“The attempt has been made: we just have to wait until Sunday to see if it will work this time too.” This implacable observation is the fruit of the Italian newspaper The Stamp and concerns the “republican front” that the left and center forces are trying to build. Having come out on top in the first round of early legislative elections, the National Rally (RN) is on the verge of power.
The eventful news between the two rounds is partly due to the way we elect our deputies. The two-round majority single-member constituency system remains a model that is quite difficult to grasp abroad. The Dutch in From Telegraph did not lack didacticism in explaining the reasons and highlighting the change in position of Marine Le Pen, a consequence of the emergence of a potential “republican front”.
The figurehead of the far-right party made the exercise of power by her party conditional on obtaining an absolute majority. Hope shattered by the strategy of withdrawal, which caused the number of three-way races to fall from almost 300 to 89. Speaking to France Inter, she said she was no longer bothered by the idea of governing with “only” 270 deputies.
This number could still decrease. The Italian journalist Francesca Schianchi does not fail to point out the difficulties of the National Rally. These are not limited to the establishment of a “republican front”. The Stamp focuses in particular on the Ludivine Daoudi affair.
The Ludivine Daoudi affair does not go unnoticed
RN candidate in the 1st constituency of Calvados, photos of her wearing a cap of the Luftwaffe – the air force of Nazi Germany – began to circulate pushing it, in fineto withdraw. Information that was not failed to be highlighted The Mirrorrevealing according to them “the doubts which hang over their [celle des candidats RN] skill.”
Reluctance surrounding the “Plural Assembly”
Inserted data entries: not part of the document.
PR #519, opened 2026-02-10
pcl_ros: enable QoS overrides for lazy input and ouput

Spike-hd:
Currently, the input subscription uses a fixed QoS profile (SensorDataQoS) and does not support ROS 2 QoS parameter overrides. This prevents users from customizing QoS for compatibility with upstream publishers and subscribers.

### DIFF
--- a/pcl_ros/src/pcl_ros/filters/filter.cpp
+++ b/pcl_ros/src/pcl_ros/filters/filter.cpp
@@ -37,6 +37,7 @@
 
 #include "pcl_ros/filters/filter.hpp"
 #include <pcl/common/io.h>
+#include <rclcpp/qos_overriding_options.hpp>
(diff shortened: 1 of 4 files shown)


SteveMacenski (commented):
Please lint, but otherwise LGTM. Are there other places we should add too?

SteveMacenski (approved):

SteveMacenski:
@Spike-hd please open for Rolling and I can merge for both rolling and jazzy (so once you move to Lyrical, it'll be ready for you there too)

Spike-hd:
Hi, thanks for reviewing the previous PR. As requested, I’ve now created a version of this patch targeting Rolling (ros2 branch):
https://github.com/ros-perception/perception_pcl/pull/521

PR #520, opened 2026-02-12
[Backport Jazzy]Add keep organized parameter (#518 )

Tacha-S:
Backport #518 to Jazzy branch.

### DIFF
--- a/pcl_ros/src/pcl_ros/filters/extract_indices.cpp
+++ b/pcl_ros/src/pcl_ros/filters/extract_indices.cpp
@@ -46,12 +46,20 @@ pcl_ros::ExtractIndices::ExtractIndices(const rclcpp::NodeOptions & options)
   neg_desc.description = "Extract indices or the negative (all-indices)";
   declare_parameter(neg_desc.name, rclcpp::ParameterValue(false), neg_desc);
 
+  rcl_interfaces::msg::ParameterDescriptor keep_organized_desc;
+  keep_organized_desc.name = "keep_organized";
+  keep_organized_desc.type = rcl_interfaces::msg::ParameterType::PARAMETER_BOOL;
+  keep_organized_desc.description =
+    "Set whether the filtered points should be kept and set to NaN, "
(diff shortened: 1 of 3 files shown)


SteveMacenski (commented):
Since this is a released distro, I just want to make sure: are the defaults for all of these `false` when not set prior to now -- so there is no behavioral change?

Tacha-S:
Of course.

According to the [PCL documentation](https://pointclouds.org/documentation/classpcl_1_1_filter_indices.html#a45e39a4237dfff1735294cacc243a918), the default behavior is to output a dense point cloud.
We have also confirmed this through actual behavior.

For example, with a 640×480 input point cloud:

```
header:
  stamp:
    sec: 206
    nanosec: 780000000
  frame_id: head_camera_rgb_optical_frame
height: 480
width: 640
fields: '<sequence type: sensor_msgs/msg/PointField, length: 4>'
is_bigendian: false
point_step: 32
row_step: 20480
data: '<sequence type: uint8, length: 9830400>'
is_dense: false
```

When running:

The highlighting of the strengths of this new “republican front” does not prevent the Wall Street Journal to point out the latter’s flaws. The American newspaper focuses on the majority’s positions with regard to La France insoumise (LFI). If Gabriel Attal had called for a “plural assembly”, Edouard Philippe openly subscribed to a “neither Mélenchon nor Le Pen” rhetoric, whereas Emmanuel Macron was more ambiguous. The head of state did not openly call for a vote for LFI in the event of a second round with the RN.
This same France Insoumise is described by the Wall Street Journal of hard left. Translated into French, this gives “radical left”. This point of tension raises the question of the viability of the “republican front”, according to the Swiss newspaper. The weather“It is true that it is difficult to see how elected officials from the increasingly hard-line liberal right could agree on a budget or a social and security policy with an increasingly radical left,” we can read in their columns.